--- About this task ---
Word for word, repeat each record that follows.

[[ Exercise inputs open ]]

PR #2582, opened 2021-04-30
Tech task: Allow setting encryption options

giladshanan:
Allow setting optional encryption method in `ldap.yml`. Valid values: simple_tls or start_tls

### DIFF
--- a/config/ldap.yml.template
+++ b/config/ldap.yml.template
@@ -13,3 +13,4 @@ development:
   admin_user: "cn=admin,dc=example,dc=org"
   admin_password: admin
   additional_user_attributes: [] # attributes to update on log in
+  encryption_method: "" # either simple_tls or start_tls
--- a/config/ldap.yml.template
+++ b/config/ldap.yml.template
@@ -13,4 +13,4 @@ development:
   admin_user: "cn=admin,dc=example,dc=org"
   admin_password: admin
   additional_user_attributes: [] # attributes to update on log in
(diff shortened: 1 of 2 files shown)


vendor/engines/ldap_authentication/lib/ldap_authentication.rb
```diff
@@ -39,6 +41,18 @@ def self.additional_user_attributes
     config.fetch("additional_user_attributes", [])
   end
 
+  def self.additional_user_attributes
```
rdunlop, line 44: this looks like a bad merge..duplicating the lines above it.

rdunlop (changes requested):

config/ldap.yml.template
```diff
@@ -13,3 +13,4 @@ development:
   admin_user: "cn=admin,dc=example,dc=org"
   admin_password: admin
   additional_user_attributes: [] # attributes to update on log in
+  encryption_method: "" # either simple_tls or start_tls
```
giladshanan, line 16:
```suggestion
  encryption_method: "" # optional - valid options are either simple_tls, start_tls, or ''
```

rdunlop (approved):

joshea0:
I realize this is already merged, but I just took a look and this looks great! Thanks @giladshanan for figuring this out. This is a big improvement from my POV

giladshanan:
@joshea0 sure thing! I'm glad we found a way to get this working, and this will be more flexible for future use as well.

[[ Exercise inputs closed ]]

--- Exercise answer ---
PR #2582, opened 2021-04-30
Tech task: Allow setting encryption options

giladshanan:
Allow setting optional encryption method in `ldap.yml`. Valid values: simple_tls or start_tls

### DIFF
--- a/config/ldap.yml.template
+++ b/config/ldap.yml.template
@@ -13,3 +13,4 @@ development:
   admin_user: "cn=admin,dc=example,dc=org"
   admin_password: admin
   additional_user_attributes: [] # attributes to update on log in
+  encryption_method: "" # either simple_tls or start_tls
--- a/config/ldap.yml.template
+++ b/config/ldap.yml.template
@@ -13,4 +13,4 @@ development:
   admin_user: "cn=admin,dc=example,dc=org"
   admin_password: admin
   additional_user_attributes: [] # attributes to update on log in
(diff shortened: 1 of 2 files shown)


vendor/engines/ldap_authentication/lib/ldap_authentication.rb
```diff
@@ -39,6 +41,18 @@ def self.additional_user_attributes
     config.fetch("additional_user_attributes", [])
   end
 
+  def self.additional_user_attributes
```
rdunlop, line 44: this looks like a bad merge..duplicating the lines above it.

rdunlop (changes requested):

config/ldap.yml.template
```diff
@@ -13,3 +13,4 @@ development:
   admin_user: "cn=admin,dc=example,dc=org"
   admin_password: admin
   additional_user_attributes: [] # attributes to update on log in
+  encryption_method: "" # either simple_tls or start_tls
```
giladshanan, line 16:
```suggestion
  encryption_method: "" # optional - valid options are either simple_tls, start_tls, or ''
```

rdunlop (approved):

joshea0:
I realize this is already merged, but I just took a look and this looks great! Thanks @giladshanan for figuring this out. This is a big improvement from my POV

giladshanan:
@joshea0 sure thing! I'm glad we found a way to get this working, and this will be more flexible for future use as well.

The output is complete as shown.